According to the manifesto, which describes the current age bands as 'discriminatory', this would give 'hundreds of thousands of workers across the UK ' a pay rise.

Labour's Plan to Make Work Pay commits to banning 'exploitative' zero-hours contracts, ending fire and rehire by employers and introducing basic rights 'from day one' of a new job. This includes rights to parental leave, sick pay and protection from unfair dismissal.

The party has said it will implement its 'new deal for working people' in full within the first 100 days. However, the manifesto says that it will 'consult fully' with businesses, workers and civil society on how to put these plans into practice before legislation is passed.

The manifesto also commits to strengthening the 'collective voice of workers', including through their trade unions, and create a Single Enforcement Body to ensure employment rights are upheld. It says these changes will improve the lives of working people.
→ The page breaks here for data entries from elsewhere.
PR #309, opened 2023-02-27
Improve implementation for JSON and raw options

pnax:
## Purpose

Continue the work to align the Zonemaster-CLI implementation with its own documentation.

## Context

Follow-up on #308 
https://github.com/zonemaster/zonemaster-cli/issues/247#issuecomment-1436650786

## Changes

* Make `--json-stream` entail `--json`
* Deprecate `--[no-]json-translate`, use `--[no-]raw` instead
* Refactor CLI.pm

## How to test this PR

Test several configurations mixing `--json`, `--raw`, `--json-stream`.
```
zonemaster-cli --json-stream --raw zonemaster.net
zonemaster-cli --json-stream zonemaster.net
zonemaster-cli --json zonemaster.net
zonemaster-cli --json --raw zonemaster.net
zonemaster-cli --json --json-stream --raw zonemaster.net
```

### DIFF
--- a/lib/Zonemaster/CLI.pm
+++ b/lib/Zonemaster/CLI.pm
@@ -419,7 +419,7 @@ sub run {
             if ( $numeric{ uc $entry->level } >= $numeric{ $self->level } ) {
                 $printed_something = 1;
 
-                if ( $translator ) {
+                if ( not $self->raw and not $self->json ) {
                     my $header = q{};
                     if ( $self->time ) {
                         $header .= sprintf "%*.2f ", ${field_width{seconds}}, $entry->timestamp;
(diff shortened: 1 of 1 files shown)


marc-vanderwal:
A big improvement, definitely, which reduces the combinations of command-line options that do nothing (e.g. `--no-json-translate` without having given either `--json` or `--json-stream`).

With this design, all combinations make sense, except for one: `--json-stream --no-json`. Currently, it does the same thing as either `--json-stream` alone or `--json-stream --json`. I think `zonemaster-cli` should error out instead.

Because `--[no-]json-translate` is going to be deprecated, it may be a good thing to warn the user, and tell them the new set of options to use. For example:

- if `--no-json-translate` is given, tell them they should pass `--raw` instead;
- if `--json-translate` is given, tell them they should pass `--no-raw` instead;
- additionally, if `--no-json-translate` or `--json-translate` is given without either `--json` or `--json-stream`, tell the user that the option has no effect without either of those two.

pnax:
Thanks for the review and comments. I've updated the PR to display error and/or warning messages to the user.

pnax:
Rebased to fix conflicts and incorporate latest release changes. Please re-review.

marc-vanderwal (approved):
Looks good to me.

PR #314, opened 2023-03-03
Unit test for PO files

pnax:
## Purpose

New unit test to verify that PO files are correct regarding some rules:
* no fuzzy marks
* all PO files are tidied
* PO files msgid/msgstr format should be consistent 

## Context

https://github.com/zonemaster/zonemaster-cli/issues/277

## Changes

new t/po-files.t

## How to test this PR

Unit test should pass.

### DIFF
--- a/share/GNUmakefile
+++ b/share/GNUmakefile
@@ -1,6 +1,6 @@
 .POSIX:
 .SUFFIXES: .po .mo
-.PHONY: all check-msg-args dist extract-pot tidy-po show-fuzzy update-po new-po
+.PHONY: all check-msg-args dist extract-pot tidy-po show-fuzzy update-po new-po check-po
 
 POFILES := $(shell find . -maxdepth 1 -type f -name '*.po' -exec basename {} \;)
 MOFILES := $(POFILES:%.po=%.mo)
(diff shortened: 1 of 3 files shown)


share/GNUmakefile
```diff
@@ -29,6 +29,9 @@ new-po: extract-pot
 		-e 's/^("Content-Type:.+charset=)CHARSET/$${1}UTF-8/;' $(POLANG).po
 	@perl -ni -e 'print unless /^#( |$$)/' $(POLANG).po
 
+check-po:
+	@for f in $(POFILES) ; do msgfmt -c $$f ; done
+
```
matsduf, line 34: Please add a comment that describes what check-po does. Just 1-2 sentences.

matsduf (commented):
The Zonemaster-Engine /util/check-msg-args is not available here. Currently there are only a few arguments, but that might change.

I suggest that we have the script in all three environments where we have PO files, Engine, CLI and Backend, to make it consistent and the instructions can be the same.

I also suggest that check-msg-args script is put in the share directory to make it easier for the translator to execute. It is really only meaningful for the translation work. (Moving/putting it into share should apply for all three environments.)

The same comment has been added to https://github.com/zonemaster/zonemaster-backend/pull/1089

pnax:
> the untidy PO file isn’t caught.

Did you commit the change? In order to test PO file tidiness, the git repository needs to be in a clean state (nothing in the staging area).

marc-vanderwal:
Oh okay. After I made a commit breaking the formatting of one of the PO files, the untidy PO file is caught indeed.

pnax:
I could agree that this is maybe a quick and hacky way of checking tidiness.

share/GNUmakefile
matsduf: My suggestion:
```
# Check the msgid/msgstr pair for some inconsistencies between them in the selected PO file and
# report on standard error any errors found. The PO file is not updated.
```

marc-vanderwal:
> I could agree that this is maybe a quick and hacky way of checking tidiness.

There doesn’t seem to be a good clean way to check this. At least it’ll get caught in continuous integration tests.

matsduf (approved):

pnax:
> I suggest that we have the script in all three environments where we have PO files, Engine, CLI and Backend, to make it consistent and the instructions can be the same.

This could be a good idea. Not sure in which folder the script would fit better though. Could you do it in a follow-up PR?

matsduf:
> This could be a good idea. Not sure in which folder the script would fit better though. Could you do it in a follow-up PR?

Sure.

matsduf (approved):

Issue #315, opened 2023-02-09
sourceaddr for IPv6 and IPv4


simtomas:
Hi,

while it is possible to specify --sourceaddr with either IPv6 or IPv4, 
it is not possible to specify both.
Thus if v4 is specified all v6 tests fail (cannot contact servers via v6) and vice versa.

Would it be possible to add second parameter like --sourceaddr6, to specify v6 address in addition to 
--sourceaddr v4 address?

matsduf:
This issue requires changes to both Zonemaster::Engine (see https://github.com/zonemaster/zonemaster-engine/pull/1203) and Zonemaster::CLI.

pnax:
> Would it be possible to add second parameter like --sourceaddr6, to specify v6 address in addition to
--sourceaddr v4 address?

Two new options `--sourceaddr4` and `--sourceaddr6` have been added (#1203) and will be available with v2023.1. I'm closing this issue.

Issue #316, opened 2023-03-13
Incorrect IP address with --sourceaddr gives not error message


matsduf:
The documentation for `--sourceaddr` says
```
	--sourceaddr STR       Source IP address used to send queries.
	                       Setting an IP address not correctly configured
	                       on a local network interface causes cryptic
	                       error messages.
```
It is expected that some error message comes out if the IP address is wrong (not configured on the interface), but when `--sourceaddr` is used in that way nothing comes out that gives a clue.

Compare a test with correct IP address with a one that is not on the interface (IPv6 disabled):
```
$ zonemaster-cli --test basic --level info zonemaster.net --no-ipv6 --sourceaddr 172.31.10.109 # Correct IP address
Seconds Level     Message
======= ========= =======
   0.00 INFO      Using version v4.6.2 of the Zonemaster engine.
   0.28 INFO      Parent domain 'net' was found for the tested domain.
   1.28 INFO      Nameserver ns2.nic.fr/192.93.0.4 listed these servers as glue: ns2.nic.fr.,nsa.dnsnode.net.,nsp.dnsnode.net.,nsu.dnsnode.net..
   1.28 INFO      Nameserver nsa.dnsnode.net/194.58.192.46 listed these servers as glue: ns2.nic.fr.,nsa.dnsnode.net.,nsp.dnsnode.net.,nsu.dnsnode.net..
   1.28 INFO      Nameserver nsp.dnsnode.net/194.58.198.32 listed these servers as glue: ns2.nic.fr.,nsa.dnsnode.net.,nsp.dnsnode.net.,nsu.dnsnode.net..
   1.29 INFO      Nameserver nsu.dnsnode.net/185.42.137.98 listed these servers as glue: ns2.nic.fr.,nsa.dnsnode.net.,nsp.dnsnode.net.,nsu.dnsnode.net..
   1.29 INFO      Functional nameserver found. "A" query for www.zonemaster.net test skipped.

$ zonemaster-cli --test basic --level info zonemaster.net --no-ipv6 --sourceaddr 172.31.10.110 # Incorrect IP address
Seconds Level     Message
======= ========= =======
   0.00 INFO      Using version v4.6.2 of the Zonemaster engine.
   0.02 INFO      Parent domain '.' was found for the tested domain.
   0.04 CRITICAL  No NS records for tested zone from parent. NS tests skipped.
```
Preferably something should come out that indicate the error.

PR #317, opened 2023-03-13
New options "--sourceaddr4" and "--sourceaddr6"

pnax:
## Purpose

Provide options to define both source IPv4 and source IPv6. This would replace the `--sourceaddr` option.

## Context

#315 
Follow-up on https://github.com/zonemaster/zonemaster-engine/pull/1203

## Changes

* New options "--sourceaddr4" and "--sourceaddr6"
* Deprecate "--sourceaddr".

## How to test this PR

```
zonemaster-cli --sourceaddr <IP address> bzh # should emit a deprecation message
zonemaster-cli --sourceaddr4 <IPv4 address> berlin
zonemaster-cli --sourceaddr6 <IPv6 address> tokyo
```

### DIFF
--- a/lib/Zonemaster/CLI.pm
+++ b/lib/Zonemaster/CLI.pm
@@ -278,8 +278,32 @@ has 'sourceaddr' => (
     isa           => 'Str',
     required      => 0,
     documentation => __(
-            'Source IP address used to send queries. '
+            'Deprecated (planned removal: v2024.1). '
+          . 'Use --sourceaddr4 and/or --sourceaddr6. '
+          . 'Source IP address used to send queries. '
           . 'Setting an IP address not correctly configured on a local network interface causes cryptic error messages.'
+    ),
+);
+
+has 'sourceaddr4' => (
+    is            => 'ro',
+    isa           => 'Str',
+    required      => 0,
+    documentation => __(
+            'Source IPv4 address used to send queries. '
+          . 'Setting an IPv4 address not correctly configured on a local network interface fails silently. '
+          . 'Can not be combined with --sourceaddr.'
+    ),
+);
+
+has 'sourceaddr6' => (
+    is            => 'ro',
+    isa           => 'Str',
+    required      => 0,
+    documentation => __(
+            'Source IPv6 address used to send queries. '
+          . 'Setting an IPv6 address not correctly configured on a local network interface fails silently. '
+          . 'Can not be combined with --sourceaddr.'
     ),
 );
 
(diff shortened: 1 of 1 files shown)


lib/Zonemaster/CLI.pm
```diff
@@ -278,11 +278,32 @@ has 'sourceaddr' => (
...
     ),
 );
 
+has 'sourceaddr4' => (
+    is            => 'ro',
+    isa           => 'Str',
+    required      => 0,
+    documentation => __(
+            'Source IPv4 address used to send queries. '
+          . 'Setting an IPv4 address not correctly configured on a local network interface fails silently.'
```
matsduf, line 293: Add 'Setting an IP address not correctly configured on a local network interface causes cryptic error messages.' and "Cannot be combined with --sourceaddr".

lib/Zonemaster/CLI.pm
```diff
@@ -278,11 +278,32 @@ has 'sourceaddr' => (
...
+    ),
+);
+
+has 'sourceaddr6' => (
+    is            => 'ro',
+    isa           => 'Str',
+    required      => 0,
+    documentation => __(
+            'Source IPv6 address used to send queries. '
+          . 'Setting an IPv6 address not correctly configured on a local network interface fails silently.'
```
matsduf, line 303: Add 'Setting an IP address not correctly configured on a local network interface causes cryptic error messages.' and "Cannot be combined with --sourceaddr".

matsduf (changes requested):
Add a blocker so that --sourceaddr can neither be combined with --sourceaddr4 nor --sourceaddr6.

lib/Zonemaster/CLI.pm
pnax: > Add 'Setting an IP address not correctly configured on a local network interface causes cryptic error messages.'

From #316 I understand that there won't be such error messages. Do I understand it correctly?

pnax:
> 

Add a blocker so that --sourceaddr can neither be combined with --sourceaddr4 nor --sourceaddr6.

lib/Zonemaster/CLI.pm
matsduf: True, but I still think we should have the warning. Suggestion:
```
Setting an IP address not correctly configured on a local network interface will silently
prevent Zonemaster-CLI from working correctly.
```

matsduf:
It should be noted that `zonemaster-cli` will this update will require Zonemaster::Engine updated as updated with https://github.com/zonemaster/zonemaster-engine/pull/1203.

matsduf (dismissed):

lib/Zonemaster/CLI.pm
matsduf: Yes. And your text is fine.

matsduf (approved):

The party has also promised to end 'bogus self-employment' arguing that some employers are exploiting a currently complex system to deny workers their legal rights. Labour says it will move towards a 'single status' of workers and create a simpler framework that differentiates between workers and the genuinely self-employed while making sure people can still benefit from flexible working.

The election manifesto says: "Greater in-work security, better pay, and more autonomy in the workplace improve the lives of working people and bring substantial economic benefits. Britain's outdated employment laws are not fit for the modern economy, and recent Conservative legislation has fuelled hostility and confrontation leading to the worst period in industrial relations since the 1980s.

"For too many people a job does not offer the route out of poverty it should: either because work is insecure, inflexible, or low paid; or because people face barriers when trying to move into a better job. Responsible businesses face being undercut when rights are not enforced properly.

"Labour will stop the chaos and turn the page to create a partnership between business and trade unions."